High Transmission Power : BPSK or QPSK?

Question

In BPSK, the constellation consists of 2 points (equiprobable) spaced at distance of $\sqrt{E_b}$ each from the origin.

So the average power from the constellation can be obtained by:

• For BPSK, $P = \frac{E_b+E_b}{2} = E_b.$

• For QPSK, 4 points which are equiprobable are spaced at distance of $\sqrt{2E_b}$ from origin each, that is they are placed on vertices of a square of side $2\sqrt{E_b}$. So, for QPSK, $P = \frac{2\cdot4\cdot E_b}{4}=2E_b.$

So, does this mean that the power required for QPSK is more than BPSK when the probability of error is same for both?

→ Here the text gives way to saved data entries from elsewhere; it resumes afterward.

PR #93, opened 2019-11-12
feat: Add support for fallback-action 

dennis-menge:
Today it is possible to define a fallback value which the `isEnabled` will return if the feature toggle is not defined.

We want to also allow the user to send in a fallbackFunction instead of a fallback value (which will take precedence over fallback value).

The fallback function should get to arguments injected: `toggleName` and the enhanced `unleashContext`. The function is implemented by the caller and should return a boolean value. 

Example on how it would work:
`isEnabled("someToggle", context, (toggleName, eContext) -> false)`

### DIFF
--- a/src/main/java/no/finn/unleash/DefaultUnleash.java
+++ b/src/main/java/no/finn/unleash/DefaultUnleash.java
@@ -85,33 +85,21 @@ public final class DefaultUnleash implements Unleash {
 
     @Override
     public boolean isEnabled(final String toggleName, final UnleashContext context, final boolean defaultSetting) {
-        return isEnabled(toggleName, context, defaultSetting, (name, unleashContext) -> defaultSetting);
+        return isEnabled(toggleName, context, (n, c) -> defaultSetting);
     }
 
+    @Override
     public boolean isEnabled(final String toggleName, final BiFunction<String, UnleashContext, Boolean> fallbackAction) {
-        return isEnabled(toggleName, false, fallbackAction);
+        return isEnabled(toggleName, contextProvider.getContext(), fallbackAction);
     }
 
-    public boolean isEnabled(final String toggleName, boolean defaultSetting, final BiFunction<String, UnleashContext, Boolean> fallbackAction) {
-        return isEnabled(toggleName, contextProvider.getContext(), defaultSetting, fallbackAction);
-    }
-
-    public boolean isEnabled(final String toggleName, UnleashContext context, boolean defaultSetting, final BiFunction<String, UnleashContext, Boolean> fallbackAction) {
+    public boolean isEnabled(String toggleName, UnleashContext context, BiFunction<String, UnleashContext, Boolean> fallbackAction) {
         FeatureToggle featureToggle = toggleRepository.getToggle(toggleName);
-
-        return isEnabled(toggleName, featureToggle, context, defaultSetting, fallbackAction);
-    }
-
-    private boolean isEnabled(String toggleName, FeatureToggle featureToggle, UnleashContext context, boolean defaultSetting, BiFunction<String, UnleashContext, Boolean> fallbackAction) {
         boolean enabled;
         UnleashContext enhancedContext = context.applyStaticFields(config);
 
         if (featureToggle == null) {
-            enabled = defaultSetting;
-
-            if(fallbackAction != null) {
-                enabled = fallbackAction.apply(toggleName, enhancedContext);
-            }
+            enabled = fallbackAction.apply(toggleName, enhancedContext);
         } else if(!featureToggle.isEnabled()) {
             enabled = false;
         } else if(featureToggle.getStrategies().size() == 0) {
@@ -133,7 +121,7 @@ public final class DefaultUnleash implements Unleash {
     @Override
     public Variant getVariant(String toggleName, UnleashContext context, Variant defaultValue) {
         FeatureToggle featureToggle = toggleRepository.getToggle(toggleName);
-        boolean enabled = isEnabled(toggleName, context, false);
+        boolean enabled = isEnabled(toggleName, context, (n, c) -> false);
         Variant variant = enabled ? selectVariant(featureToggle, context, defaultValue) : defaultValue;
         metricService.countVariant(toggleName, variant.getName());
         return variant;
--- a/src/main/java/no/finn/unleash/DefaultUnleash.java
+++ b/src/main/java/no/finn/unleash/DefaultUnleash.java
@@ -1,11 +1,5 @@
 package no.finn.unleash;
 
-import java.util.Arrays;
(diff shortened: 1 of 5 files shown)


src/main/java/no/finn/unleash/Unleash.java
```diff
@@ -15,6 +15,10 @@ default boolean isEnabled(String toggleName, UnleashContext context, boolean def
         return isEnabled(toggleName, defaultSetting);
     }
 
+    boolean isEnabled(final String toggleName, boolean defaultSetting, final FallbackAction fallbackAction);
```
ivarconr: Instead of defining a new interface we could actually use one of the functional interfaces: `BiFunction<String, UnleashContext, Boolean>` instead.

src/main/java/no/finn/unleash/DefaultUnleash.java
```diff
@@ -73,12 +77,33 @@ public boolean isEnabled(final String toggleName, final boolean defaultSetting)
...
+    }
+
+    public boolean isEnabled(final String toggleName, boolean defaultSetting, final FallbackAction fallbackAction) {
+        FeatureToggle featureToggle = toggleRepository.getToggle(toggleName);
+
+        if(featureToggle == null && fallbackAction != null) {
+            fallbackAction.apply(toggleName, contextProvider.getContext());
+        }
+
+        return isEnabled(featureToggle, contextProvider.getContext(), defaultSetting);
```
ivarconr: I would rather invert it and have this function being the master and have the other `isEnabled` calls send in a proper fallback-action defined.

src/main/java/no/finn/unleash/Unleash.java
dennis-menge: Oh yeah, completely forgot about these, I will change that accordingly.

src/main/java/no/finn/unleash/DefaultUnleash.java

Note: $E_b$ is the energy per bit and $P$ is the power which is assumed as proportional to the distance of the signal point from origin in the constellation.

Answer 1

Since for QPSK each symbol carries two bits, it is not surprising that the average energy per symbol must be greater for QPSK than for BPSK to achieve the same error probability. What counts is the energy per bit that is necessary to achieve a certain error probability, and this energy per bit is the same for BPSK and QPSK.

Answer 2

That's right. When we compare BPSK and QPSK at equal energy per bit, we find that QPSK requires twice the power of BPSK. From wikipedia:

Although QPSK can be viewed as a quaternary modulation, it is easier to see it as two independently modulated quadrature carriers. With this interpretation, the even (or odd) bits are used to modulate the in-phase component of the carrier, while the odd (or even) bits are used to modulate the quadrature-phase component of the carrier. BPSK is used on both carriers and they can be independently demodulated.

As a result, the probability of bit-error for QPSK is the same as for BPSK:

$P_b = Q\left(\sqrt{\frac{2E_b}{N_0}}\right).$

However, in order to achieve the same bit-error probability as BPSK, QPSK uses twice the power (since two bits are transmitted simultaneously).